# Öland im Sommer vom Ufer



## Colophonius (16. Juli 2011)

Hallo werte Boardies,

der diesjährige  Familienurlaub zieht mich/uns dieses Jahr ins wunderschöne Schweden, genau gesagt nach Öland, etwas närdlich der Kalmarsund-Brücke.

Wie es sich für einen anständigen Angler gehört, wird natürlich einiges an Raubfischgerät mitfliegen.
Allerdings stellen sich für mich ein paar Fragen:

Ich habe gelesen, dass es im Kalmarsund große Hechte und Barsche geben soll.
Ich habe allerdings kein Boot zur Verfügung und weiß, dass der Sommer nicht die prädestinierte Raubfischzeit ist, aber viel schlechter als hier kann es eigentlich nicht werden.
Mit was kann ich also rechnen? 

Die zweite Frage ist eher "süßer" Natur, nämlich folgende:
Gibt es auf Öland auch Süßwasser-Gewässer, in denen sich das angeln lohnt? Auch hier wären meine Hauptzielfische Hechte und Barsche, aber ich kann mich mit jedem Fisch anfreunden |rolleyes

Das führt mich zur dritten Frage: was für Gerät soll mit? 

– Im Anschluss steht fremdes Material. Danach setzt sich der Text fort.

Issue #2002, opened 2022-04-26
Make vmprof a soft-dependency


oberstet:
vmprof is currently a hard dependency

https://github.com/crossbario/crossbar/blob/8521972e03e20b56193046343a9f5209ac81ac5c/requirements-min.txt#L74

however, there are issues on

* python 3.10 (both cpy and pypy)
* freebsd (arm64)

see https://github.com/crossbario/autobahn-python/issues/1550

we should work around above and make vmprof a run-time checked soft-dependency - vmprof is an advanced, optional feature

PR #2035, opened 2022-07-10
make vmprof a soft dependency

Bastian-Krause:
Since vmprof has trouble releasing a python 3.10 capable version [1] and it is only needed for profiling in crossbar, make it a soft dependency.

All occurrences of vmprof in actual code are already guarded by try except constructs around imports and `_HAS_VMPROF` checks around vmprof use.

So it should be safe to drop vmprof from the various reqirements/setup/Makefile files as well as corresponding licensing files.

[1] https://github.com/vmprof/vmprof-python/issues/240

Fixes: #2002


oberstet:
thanks for fixing this - for now. as you mention, unfortunately, if vmprof hasn't catched up yet, let's make it optional (until it is there).

> one thing to remember, we now need to add and explicit vmprof dependency for Docker image building ..

Issue #2053, opened 2022-10-11
PubSub not working between RLink connected routers


Skully17:
We are having an issue with publish in crossbar io 22.6.1 and previous versions with Rlinks. We require Rlinks to forward local topic publications and RPC’s to cloud and vice versa.

Setup:
There is a crossbar router running on a local machine and another running on an AWS machine. Both have connected JS clients using Autobahn-JS which have 4 buttons to:
1. Subscribe to “com.browser.hub”
2. Subscribe to “com.browser.cloud”
3. Publish to “com.browser.hub”
4. Publish to “com.browser.cloud”

Steps:
1. On the cloud machine, I subscribe to “com.browser.cloud” then subscribe to “com.browser.hub”
2. On the local machine, I subscribe to “com.browser.cloud” then subscribe to “com.browser.hub”
3. On the cloud machine, I publish to “com.browser.cloud” then publish to “com.browser.hub”
4. On the local machine, I publish to “com.browser.cloud” then publish to “com.browser.hub”

You can see from the logs that the first 3 publishes are successfully sent to 2 receivers (sub on local and cloud) but the last one only goes to 1 receiver (sub on local):
![image](https://user-images.githubusercontent.com/49399704/195123420-f5c90fde-8a41-4873-9eb2-0f277754f9f5.png)
![image](https://user-images.githubusercontent.com/49399704/195123943-254b42f4-784b-4abe-a0e5-4fdf839f4236.png)
![image](https://user-images.githubusercontent.com/49399704/195124022-b17a340e-2d63-4b27-82b8-9ad4c6866867.png)
![image](https://user-images.githubusercontent.com/49399704/195124070-1f7b021b-e81a-4b70-8104-78465fe347c3.png)
This means that the second subscription is not being forwarded over the RLink.
When making the subscriptions, this error message always accompanies subscriptions that are failed to be forwarded:
![image](https://user-images.githubusercontent.com/49399704/195123791-dc18af64-b185-4d37-9c34-045d4c08c361.png)
I believe that there is an issue with the syncing of sub IDs over RLinks.

Skully17:
I found a poblem with how the subscription was being handled in rlink.py. I believe the wrong ID was being handled and stored for subscriptions being sent over the rlink.
I changed the subscription code to work similar to registering, which was fixed in #1789, and it works for me.
I have also made a PR for this change: #2055

PR #2055, opened 2022-10-13
Fix for #2053

Skully17:
- Fixed PubSub over RLinks by using "sub_details['id']" instead of "sub_id".
- changed "sub_id" to "sub_session"

These changes follow the fix made to registering over RLinks in #1789

### DIFF
--- a/crossbar/worker/rlink.py
+++ b/crossbar/worker/rlink.py
@@ -67,7 +67,7 @@ class BridgeSession(ApplicationSession):
             other=other)
 
         @inlineCallbacks
-        def on_subscription_create(sub_id, sub_details, details=None):
+        def on_subscription_create(sub_session, sub_details, details=None):
             """
             Event handler fired when a new subscription was created on this router.
 
@@ -79,14 +79,14 @@ class BridgeSession(ApplicationSession):
             :param details:
             :return:
             """
-            if sub_id in self._subs:
+            if sub_details["id"] in self._subs:
                 # this should not happen actually, but not sure ..
                 self.log.error('on_subscription_create: sub ID {sub_id} already in map {method}',
-                               sub_id=sub_id,
+                               sub_id=sub_details["id"],
                                method=hltype(BridgeSession._setup_event_forwarding))
                 return
 
-            self._subs[sub_id] = sub_details
+            self._subs[sub_details["id"]] = sub_details
 
             uri = sub_details['uri']
             ERR_MSG = [None]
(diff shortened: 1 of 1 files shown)


oberstet:
Wow, kudos for tracking this down! Also thanks for contributing in general=)

----

since this was your first contribution in the repo here: guess you are David, right? in which case, thanks for CAA!

----

rgd the PR: minor whitespace formatting (yapf is unhappy), and the docs failure is network related. I'll just restart that one later.

oberstet:
ok, the change seems to indeed match how it should work:

* RLinks use `BridgeSession` https://github.com/crossbario/crossbar/blob/ccbae0a56ef331fe00192455837aa72578eadc54/crossbar/worker/rlink.py#L37 which
* sets up a meta API handler https://github.com/crossbario/crossbar/blob/ccbae0a56ef331fe00192455837aa72578eadc54/crossbar/worker/rlink.py#L191 for `wamp.subscription.on_create` and uses `wamp.subscription.get` to get subscription details which
* returns a subscription **object**: https://github.com/crossbario/crossbar/blob/ccbae0a56ef331fe00192455837aa72578eadc54/crossbar/router/service.py#L642

oberstet:
> Fixed PubSub over RLinks by using "sub_details['id']" instead of "sub_id".

actually, I'm not sure anymore I understand the issue, because: https://github.com/crossbario/crossbar/blob/ccbae0a56ef331fe00192455837aa72578eadc54/crossbar/router/service.py#L643

Skully17:
> guess you are David, right?

Yes :)

> minor whitespace formatting (yapf is unhappy), and the docs failure is network related. I'll just restart that one later.

Cheers. I have changed the formatting and the yapf test is now passing locally (copied the test's command from the error).

> actually, I'm not sure anymore I understand the issue, because:

I don't think I follow what you mean but I have noticed a few things when following the steps on how it works:
First, I noticed that "forward_current_subs" passes "sub_id" into "on_subscription_create" which should, I assume, be the same as the id stored in "sub".
https://github.com/crossbario/crossbar/blob/ccbae0a56ef331fe00192455837aa72578eadc54/crossbar/worker/rlink.py#L199

However, when debugging before, the "sub_id" and "sub_details['id']" were not the same when I printed them from "on_subscription_create". Perhaps "on_subscription_create" was being called elsewhere?
This lead me to find that "on_subscription_create" is assigned to a subscription and that the subscription is published to here:
https://github.com/crossbario/crossbar/blob/ccbae0a56ef331fe00192455837aa72578eadc54/crossbar/router/broker.py#L873

Here "on_subscription_create" is being given "session._session_id", not "sub_id" like in "forward_current_subs".

I propose that "forward_current_subs" should also be changed to pass session id, instead of "sub_id", into "on_subscription_create". This would mean that is works same as the comparable function for regesters:
https://github.com/crossbario/crossbar/blob/ccbae0a56ef331fe00192455837aa72578eadc54/crossbar/worker/rlink.py#L397

There are also other slight differences, such as there being an assert in "register_current":
image

What further changes would be appropriate for me to make in this PR?
1. Change "sub_id" to "self.session_id" in "on_subscription_create"
2. Add assert to check that "sub_id" and "sub['id']" are the same
3. Move check to see if the URI starts with "wamp." to be done at the start of "on_subscription_create" like it is in "on_registration_create"

Skully17:
I have made the changes I suggested to in my last comment.
They are based off of the changes that were made to the handling of registrations but seemed to have be forgotten to be applied to the handling of subscriptions.
Please let me know if there is anything I've missed or is not quite right

PR #2059, opened 2022-11-08
Refactoring "identity_realm_name_category" to "identify_realm_name_category"

Skully17:
"identity_realm_name_category" was changed to "identify_realm_name_category" in autobahn:
[https://github.com/crossbario/autobahn-python/commit/8c57aff8f0d01b64b0e3fa32ddd5780cd43dd1bd](url)

### DIFF
--- a/crossbar/common/checkconfig.py
+++ b/crossbar/common/checkconfig.py
@@ -20,7 +20,7 @@ txaio.use_twisted()
 
 from autobahn.websocket.util import parse_url
 from autobahn.wamp.message import _URI_PAT_STRICT_NON_EMPTY, _URI_PAT_STRICT_LAST_EMPTY, \
-    _URI_PAT_REALM_NAME, _URI_PAT_LOOSE_EMPTY, identity_realm_name_category
+    _URI_PAT_REALM_NAME, _URI_PAT_LOOSE_EMPTY, identify_realm_name_category
 from autobahn.wamp.uri import convert_starred_uri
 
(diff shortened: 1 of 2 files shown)


Bastian-Krause:
This is a breaking change, so we need to bump the minimum autobahn version, right?

Bastian-Krause:
Ah, seems to be already covered by #2060.

oberstet:
@Bastian-Krause yeah, I am currently working to consolidate and test a new set of releases .. I am still working on crossbar, but autobahn-python and txaio should be good already (if nothing pops up from crossbar requiring another patch .. but I don't expect that)

oberstet:
another release related note: both autobahn-python and txaio are now tested up to python 3.11 in various flavors https://github.com/crossbario/autobahn-python/actions/runs/3925457332

as said, I am still hashing out crossbar, but it will be compatible and tested on the same set fwiw, because of the amount of deps, and because python dep mgmt is seemi working, this is annoying and tricky, but I'm getting there ..

oberstet:
yeah, we should do a release .. and fact, I was on it, but got stopped by the upstream stuff mentioned here https://github.com/crossbario/autobahn-python/pull/1617 before a new autobahn release (which should come first, then crossbar ..). sorry

janrinze:
Looks like it's not easy to keep both autobahn and crossbar in sync.
Keep up the good work and hopefully we will see a new release soon.

PR #357, opened 2022-12-12
fix flickering v2

### LINKED ISSUE #306: Flickering when modifying main area's ratio

sevz17:
Alternative to #350.

Fixes #306

### DIFF
--- a/client.h
+++ b/client.h
@@ -241,6 +241,21 @@ client_is_mapped(Client *c)
 }
 
 static inline int
+client_is_rendered_on_mon(Client *c, Monitor *m)
+{
+	/* This is needed for when you don't want to check formal assignment,
+	 * but rather actual displaying of the pixels.
+	 * Usually VISIBLEON suffices and is also faster. */
+	struct wlr_surface_output *s;
+	if (!c->scene->node.enabled)
+		return 0;
+	wl_list_for_each(s, &client_surface(c)->current_outputs, link)
+		if (s->output == m->wlr_output)
+			return 1;
+	return 0;
+}
+
+static inline int
 client_is_unmanaged(Client *c)
 {
 #ifdef XWAYLAND
--- a/dwl.c
+++ b/dwl.c
@@ -109,6 +109,7 @@ typedef struct {
 		struct wlr_xdg_surface *xdg;
 		struct wlr_xwayland_surface *xwayland;
 	} surface;
+	struct wl_listener ack_configure;
 	struct wl_listener commit;
 	struct wl_listener map;
 	struct wl_listener maximize;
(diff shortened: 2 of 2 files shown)


sevz17:
@Job79, this fixes the flickering with Alacritty, seems like this doesn't cause freezes, I will test during the next days, can you test too?

Job79:
Just applied the diff to my local setup, all seems to work fine so far. Will report back when I experience any problems during the next days. Thanks for working on these patches, been daily driven dwl for 6 months now and am really liking it.

Job79:
Can confirm the issue with Xwayland applications when using these changes. When using phpstorm(Xwayland application) the buttons in the menu bar no longer work. They works fine when using the previous "fix flickering" PR.

maxagabb:
This PR feels really nice! Flickering in alacritty still feels fully resolved with https://github.com/djpohly/dwl/commit/a9b1fbf652ad4657d4c7013ee3238bedb691408c reverted. Xwayland menus also work again.

Alternatively re-enabling scene node inside #ifdef also fixes Xwayland menus when I test:
```
#ifdef XWAYLAND
	/* Handle unmanaged clients first so we can return prior create borders */
  wlr_scene_node_set_enabled(&c->scene->node, 1);
```

sevz17:
> This PR feels really nice! Flickering in alacritty still feels fully resolved with [a9b1fbf](https://github.com/djpohly/dwl/commit/a9b1fbf652ad4657d4c7013ee3238bedb691408c) reverted. Xwayland menus also work again.

That commit is meant to fix flickering when mapping clients.

> Alternatively re-enabling scene node inside #ifdef also fixes Xwayland menus when I test:
> 
> ```
> #ifdef XWAYLAND
> 	/* Handle unmanaged clients first so we can return prior create borders */
>   wlr_scene_node_set_enabled(&c->scene->node, 1);
> ```

I pushed an alternative solution to only disable the node for XDG clients.

sevz17:
Also, I found a freeze when running a nested dwl and it is stopped (e.g because you are debugging it ) the host dwl will freeze when switch to another tag and then switch back.

I'll try a v3 of this, the problem above probably never will happen to normal users but I constantly have to debug dwl, and honestly I don't want to merge this in this state, even if it fixes the flickering.

maxagabb:
Makes a lot of sense, also thanks for all the improvements! I'm having great time daily driving dwl.

sevz17:
Superseded by #363

PR #363, opened 2022-12-16
fix flickering v3

sevz17:
This mitigate the issue mentioned [here](https://github.com/djpohly/dwl/pull/357#issuecomment-1352518941) and also is shorter than #357

### DIFF
--- a/client.h
+++ b/client.h
@@ -241,6 +241,21 @@ client_is_mapped(Client *c)
 }
 
 static inline int
+client_is_rendered_on_mon(Client *c, Monitor *m)
+{
+	/* This is needed for when you don't want to check formal assignment,
+	 * but rather actual displaying of the pixels.
+	 * Usually VISIBLEON suffices and is also faster. */
+	struct wlr_surface_output *s;
+	if (!c->scene->node.enabled)
+		return 0;
+	wl_list_for_each(s, &client_surface(c)->current_outputs, link)
+		if (s->output == m->wlr_output)
+			return 1;
+	return 0;
+}
+
+static inline int
 client_is_unmanaged(Client *c)
 {
 #ifdef XWAYLAND
--- a/client.h
+++ b/client.h
@@ -256,6 +256,32 @@ client_is_rendered_on_mon(Client *c, Monitor *m)
 }
 
 static inline int
+client_is_stopped(Client *c)
+{
+	int pid;
+	siginfo_t in = {0};
+#ifdef XWAYLAND
+	if (client_is_x11(c))
+		return 0;
+#endif
+
+	wl_client_get_credentials(c->surface.xdg->client->client, &pid, NULL, NULL);
+	if (waitid(P_PID, pid, &in, WNOHANG|WCONTINUED|WSTOPPED|WNOWAIT) < 0) {
+		/* This process is not our child process, while is very unluckely that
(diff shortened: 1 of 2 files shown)


BenJarg:
I'm still seeing an issue like the one you mentioned in #357. For example, starting a client, putting it in another tag by itself, then run `kill -STOP PID` on the process, when I try to switch to the tag with the stopped window, dwl doesn't update until switching to a different tag.

sevz17:
> I'm still seeing an issue like the one you mentioned in #357. For example, starting a client, putting it in another tag by itself, then run `kill -STOP PID` on the process, when I try to switch to the tag with the stopped window, dwl doesn't update until switching to a different tag.

Yep, that's why I said "mitigate", there is no easy way to do not skip frames if the client is stopped.

sevz17:
I think I won't merge this or #357 for 0.4

sevz17:
@BenJarg, @Job79, @maxagabb, can you try this?, I was able to deal with stopped clients.

maxagabb:
On this PR I was able to replicate the stopped client issue (dwl not updating) with BenJarg's steps using ` kill -STOP PID `

On main branch the behavior is different. dwl updates but the stopped client is not sized correctly;

sevz17:
> On this PR I was able to replicate the stopped client issue (dwl not updating) with BenJarg's steps using `kill -STOP PID`

Very odd, FWIW it works fine to me.

> On main branch the behavior is different. dwl updates but the stopped client is not sized correctly

That's the expected (and only possible) behavior, the client can do nothing.

maxagabb:
Yup could be an issue with how I'm testing. I tried removing all files in .gitignore and compiling again.

I use an alacritty window to send STOP to foot after sending foot to another tag.

Issue does not happen if I go the foot tag once before sending STOP from alacritty.

sevz17:
> Yup could be an issue with how I'm testing. I tried removing all files in .gitignore and compiling again.
> 
> I use an alacritty window to send STOP to foot after sending foot to another tag.
> 
> Issue does not happen if I go the foot tag once before sending STOP from alacritty.

It should be fixed now.

maxagabb:
Cool I confirmed this fixes the issue for me. 

I noticed there's flicker with foot terminals only when spawning them with bemenu (spawning and resizing).

When launched with keyboard shortcut they only flicker when spawned (no flicker on resize).

Job79:
Am testing this patch on my local dwl, seems to work fine so far. Never experienced issues with clients freezing when stopped, does this issue only occur when using `kill -STOP {pid}`?

maxagabb:
> Am testing this patch on my local dwl, seems to work fine so far. Never experienced issues with clients freezing when stopped, does this issue only occur when using `kill -STOP {pid}`?

Yep I believe that issue only came from `kill -STOP {pid}`, no freezes otherwise

sevz17:
Yep, for processes where dwl is not their parent (bemenu makes double fork, which means that the created process is child of init) we assume that they are stopped (because we can't get their info), otherwise we could end up with a frozen display.

maxagabb:
I'm getting no flicker from alacritty windows now using the shortcut. 

The desktop background appears briefly when spawning them, but there's no flicker on second monitor (which happened before this PR). 

I'm seeing no issues at all when resizing.

BenJarg:
@sevz17 The stopped client issue looks resolved for me as well.

PR #373, opened 2023-01-15
Switch from Make build system to Meson

StratusFearMe21:
meson is a faster build system than Make and is easier to write. It also has more options that the user can set, for example, the user can add `-Dbuildtype=release` to the command line to make an optimized build.


.gitignore
```diff
@@ -4,3 +4,4 @@ dwl
 *-protocol.h
 .ccls-cache
 config.h
+build
```
eli-schwartz, line 7: https://mesonbuild.com/FAQ.html#how-do-i-ignore-the-build-directory-in-my-vcs

This is not necessary with current versions of Meson.

You can probably delete the .gitignore altogether if it removes the Makefile which is the only thing creating those files...

protocols/meson.build
```diff
@@ -0,0 +1,20 @@
...
+wayland_protos_dep = dependency('wayland-protocols')
+wl_protocol_dir = wayland_protos_dep.get_pkgconfig_variable('pkgdatadir')
+wayland_scanner_code = generator(
+	wayland_scanner,
+	output: '@BASENAME@-protocol.c',
+	arguments: ['private-code', '@INPUT@', '@OUTPUT@'])
+wayland_scanner_client = generator(
+	wayland_scanner,
+	output: '@BASENAME@-protocol.h',
+	arguments: ['server-header', '@INPUT@', '@OUTPUT@'])
```
eli-schwartz, line 11: You might also be interested in https://mesonbuild.com/Wayland-module.html

StratusFearMe21:
@eli-schwartz, we meet again! Thanks for such a quick review, I'm on it!

protocols/meson.build
StratusFearMe21: I'm not sure this is possible, the wlroots includes require that the protocol file is named `@BASENAME@-protocol.h`, and the module you mentioned seems to only support naming it as `@BASENAME@-server-protocol.h`

eli-schwartz: Hmm, I see.

That's probably a simple matter of a tiny source code modification, but OTOH that *is* more than a build system switch.

StratusFearMe21: Well, the source code that requires this is brought in from `/usr/include/`, so that kinda complicates things

eli-schwartz: Oh huh, so it is.

This is probably the fault of https://github.com/mesonbuild/meson/pull/9985 which always calls the header `{name}-{side}-protocol.h`, even though it looks like the wayland intention is for `{name}-protocol.h` for the server and `{name}-client-protocol.h` for the client? Maybe this needs to be fixed.

meson.build
```diff
@@ -0,0 +1,43 @@
...
+)
+
+subdir('protocols')
+
+cc = meson.get_compiler('c')
+libm = cc.find_library('m')
+xcb = dependency('xcb', required : get_option('xwayland'))
+xlibs = dependency('xcb-icccm', required : get_option('xwayland'))
+wayland_server_dep = dependency('wayland-server')
+wlroots_dep = dependency('wlroots')
```
dimkr, line 12: `version: ['>=0.16.0', '<0.17.0']` maybe?

meson.build
```diff
@@ -0,0 +1,43 @@
...
+xkbcommon_dep = dependency('xkbcommon')
+libinput_dep = dependency('libinput')
+
+c_args = [
+  '-DWLR_USE_UNSTABLE',
+  '-D_POSIX_C_SOURCE=200809L',
+  '-DVERSION="@0@"'.format(meson.project_version())
+]
+
+if xcb.found() and xlibs.found()
```
dimkr, line 22: I think `and get_option('xwayland')` is missing here - I build my dwl with Xwayland disabled although I have these optional dependencies installed.

StratusFearMe21: If the xwayland option is disabled and I put the `get_option` on the dependencies, meson will automatically resolve them as not found

eli-schwartz: Indeed, Meson's feature options are specifically designed to guarantee that you can single-source your information as much as possible. Pass one to a dependency lookup, and if it's disabled then the dependency lookup will log "Dependency foobar not found: feature **xwayland** disabled". No need to add if/else logic to sometimes check for them and sometimes not. No need to gate other checks on both "was the dependency found" and "was the dependency configured to be used".

eli-schwartz: In fact, `and get_option('xwayland')` will reduce to `and <feature_object>` which doesn't have a boolean state so that's just an error. You'd have to use `and <feature_object>.allowed()` to get a valid boolean check.

sevz17:
Thanks for working on dwl!, however I can't merge this.

> meson is a faster build system than Make and is easier to write.

Yes, I personally prefer meson over autotools, but dwl tries to mimic dwm hence the use of a makefile, and I don't see the suckless guys using meson. (apart that in this project the use of meson would actually cause more work, because users will need to run `meson setup build && meson compile -C build` instead of a simple `make`, and I will need to reconfigure every time I need to enable/disable Xwayland)

> It also has more options that the user can set, for example, the user can add `-Dbuildtype=release` to the command line to make an optimized build.

Users can either export the desired CFLAGS or pass it through arguments to make, e.g `export CFLAGS='-O3 -pipe -march=native -flto' && make` (subsequents call of make don't need to re-export CFLAGS) or `make CFLAGS='-O3 -pipe -march=native -flto'`

StratusFearMe21:
Absolutely understandable.

PR #374, opened 2023-01-15
Switch from Make build system to Meson (wlroots-next)

StratusFearMe21:
Just a version of my previous PR, #373  that adds support for building from the wlroots git


sevz17:
Same reason that the other one.

PR #378, opened 2023-01-24
Fix focus-follows-cursor (sloppyfocus) for GTK4 applications

lx7:
GTK4 applications (nautilus, font viewer etc.) show a funny behaviour where the window gets the focus before the cursor enters the window. This is caused by a window surface that extends beyond it's bounding box (as defined by x, y, width and height).

With this change, pointerfocus returns after wlr_seat_pointer_notify_clear_focus and before focusclient if the cursor is not within the client's bounding box.

### DIFF
--- a/dwl.c
+++ b/dwl.c
@@ -123,7 +123,7 @@ typedef struct {
 	struct wl_listener set_hints;
 #endif
 	unsigned int bw;
-	unsigned int tags;
+	uint32_t tags;
 	int isfloating, isurgent, isfullscreen;
 	uint32_t resize; /* configure serial of a pending resize */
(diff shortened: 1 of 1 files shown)


sevz17:
Hi, I'm sorry for the late reply.

This does not consider when a button is held, thus breaks for example the scrollbar in a browser (move it with the cursor, w/ and w/o this patch, specifically move the cursor outside the browser window)

pm4rcin:
I can't move the cursor to the edge of the screen with this patch. Also it doesn't fix the original issue you mentioned. Just try to move cursor slowly to GTK4 app.

PR #383, opened 2023-02-04
feat: use level-0 keysym for keybindings

federico-carbone:
This will solve #276 issue with VT switching


sevz17:
Apart that this is just a copy of mi pr, see https://github.com/djpohly/dwl/pull/276#issuecomment-1193259543

federico-carbone:
I don't understant the loss of ctrl+alt+F# and ctrl+alt+BackSpace, can you explain?

PR #386, opened 2023-02-17
fix spelling + remove unecersarry spaces

godalming123:
This fixes a spelling and grammar issue I noticed while browsing the code. It also removes several places where their should only be 1 space instead of 2.

### DIFF
--- a/dwl.c
+++ b/dwl.c
@@ -98,7 +98,7 @@ typedef struct Monitor Monitor;
 typedef struct {
 	/* Must keep these three elements in this order */
 	unsigned int type; /* XDGShell or X11* */
-	struct wlr_box geom;  /* layout-relative, includes border */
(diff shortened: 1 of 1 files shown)


sevz17:
Fix the indentation please. We use tabs instead of spaces.

pm4rcin:
@godalming123 if you fix small things like that could you also trim the trailing whitespaces [here](https://github.com/djpohly/dwl/blob/f8373ccf2581fa481602bbb7528ba8871f6d5c85/config.def.h#L69-L71)?
Btw. @sevz17 maybe it's a good idea to create .editorconfig for dwl?

godalming123:
I have replaced the spaces with tabs and also removed several places in the source coce where their are 2 spaces which should be 1

sevz17:
Thanks!

PR #399, opened 2023-03-12
implement virtual_pointer protocol

youbitchoc:
Not sure if I should submit this to the wiki instead since nobody seems to be complaining about wayvnc


sevz17:
Please add this on the wiki, as you said no one has complained about this missing protocol.

PR #402, opened 2023-03-14
focused borders on active client after lockscreen

bencollerson:
After locking the screen the active client no longer has focus indicated by focuscolor borders. This patch ensures the exclusive_focus variable is set so focuscolor borders are applied to the active client.

### DIFF
--- a/dwl.c
+++ b/dwl.c
@@ -2435,6 +2435,7 @@ unlocksession(struct wl_listener *listener, void *data)
 {
 	SessionLock *lock = wl_container_of(listener, lock, unlock);
 	destroylock(lock, 1);
+	arrangelayers(selmon);
 }
 
 void


gozenka:
I do not have this issue with swaylock.

bencollerson:
You get your focused window borders coloured correctly after swaylock is unlocked on an unpatched main branch dwl build? Because I did confirm that the bug I was seeing was occurring with unpatched dwl main and swaylock. Maybe something else is going on?

bencollerson:
Sorry I was incorrect. I wrap swaylock with a screen dimming program before swaylock is launched. I assume this program is somehow interfering with dwl applying focus correctly. This does not appear to be a real bug with dwl. I will close this pull request.

gozenka:
Still, for clarification:
I tried it unpatched, but I am currently on the wlroots-next branch.

bencollerson:
I am using my own modified version of https://git.sr.ht/~emersion/chayang that wraps around swaylock and dims the screen before locking it and only exits after the screen is unlocked. My version is here: https://github.com/bencollerson/chayang. I may have made a mistake in how I have implemented my changes to the screen dimmer. My patch to dwl still fixes the problem for me.

PR #403, opened 2023-03-23
remove tag labels from dwl

bencollerson:
Tag labels are not used in dwl. Only the number of tags is important. Tag labels should be defined for each tag in whatever status bar is used.

Also tag mask should be an unsigned int so that documented limit of 31 tags does not cause an integer overflow.


sevz17:
Merged in 9d68554c59a886b641d27a364884fb461af2d4f1

sevz17:
Thanks!

bencollerson:
Thankyou and happy Easter.

PR #70, opened 2018-03-11
Prevent crash if calling filesystem::copy without an error parameter.

jorj1988:


amerry:
See also #71, which looks like a cleaner fix for the same issue.

pdimov:
Fixed by #71.

PR #71, opened 2018-04-06
Fix undefined behavior in detail::copy

rcombs:
Call the detail versions, which take pointers, rather than converting the pointers to references and back (which is UB).

### DIFF
--- a/src/operations.cpp
+++ b/src/operations.cpp
@@ -890,20 +890,20 @@ namespace detail
   BOOST_FILESYSTEM_DECL
   void copy(const path& from, const path& to, system::error_code* ec)
   {
-    file_status s(symlink_status(from, *ec));
+    file_status s(detail::symlink_status(from, ec));
     if (ec != 0 && *ec) return;
 
     if(is_symlink(s))
     {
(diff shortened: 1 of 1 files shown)


grembo:
Could you please merge this? This is causing segfaults in production. Thanks!

rcombs:
Yeah I should've been more clear, this causes crashes.

grembo:
The code segment below demonstrates the undefined behaviour (in my case leading to segfaults):

```
  int main()
  {
    boost::filesystem::copy("/tmp/a", "/tmp/b");
  }
```

See here for a more detailed description of the problem (adding the patch to the freebsd ports tree): https://bugs.freebsd.org/bugzilla/show_bug.cgi?id=229888

pokey909:
@Beman could you please take a look and merge this patch if there are no concerns with the code?

jeking3:
Perhaps the CI suite should be running UBSAN and static code analyses?

pdimov:
It is running UBSAN.

jeking3:
Apologies, I looked at the build results for the PR which is 7 months old.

Und, ganz wichtig, die vierte Frage:
Wo bekomme ich Erlaubniskarten/ brauche ich welche?


Viele Grüße
Holger


----------



## Colophonius (18. Juli 2011)

*AW: Öland im Sommer vom Ufer*

Moin moin,

keiner irgendwelche Antworten auf irgendwelche Fragen?
vorallem Frage vier macht mir langsam Sorgen...


----------



## Schwedenpeter (18. Juli 2011)

*AW: Öland im Sommer vom Ufer*



Colophonius schrieb:


> Moin moin,
> 
> keiner irgendwelche Antworten auf irgendwelche Fragen?
> vorallem Frage vier macht mir langsam Sorgen...


 

Hej Holger,

zu den Süßwasserseen vermag ich dir mangels Wissens keine Antwort zu geben, aber zu deinen Uferfragen:

Wichtig zu wissen wäre wann du rüber fährst.
Hechte wirst du vom Ufer aus auch im Sommer befischen können, jedoch befinden sich die wirklich guten Hechte im Tiefwasser, aber es gibt Gebiete mit guten Kanten. 

Gerne nutze diese Karte:
http://kartor.eniro.se/

Klicke dort auf "Slökarta" und scrolle dir den Kalmarsund ran, dann wirst du die Tiefen erkennen und enstprechend angeln können.

Empfehlenswert wäre auch diese Seite:

http://www.olandsfiske.se/kustfiske.htm

Auf der Ostseite bietet sich das Brandunganglen an, gute Platte, aber auch einige Dorsche gilt es dort zu fangen.

In den Häfen wirst du nicht um den Barsch herumkommen, der gerade im Kalmarsund recht groß ist und vielfach vorkommt.

Also:
Interssant für detaillierte Tipps wären reisendaten (Zeit und genaue Gegend, Öland ist 130km lang.).

Peter


----------



## Colophonius (19. Juli 2011)

*AW: Öland im Sommer vom Ufer*

Hey
Danke schonmal für die Antwort. Das mit den Hechten und Barschen klingt toll.
Wir werden ab 1. August da sein für 3 Wochen und zwar bei Borgholm (also "mittlerer Nord-Westen").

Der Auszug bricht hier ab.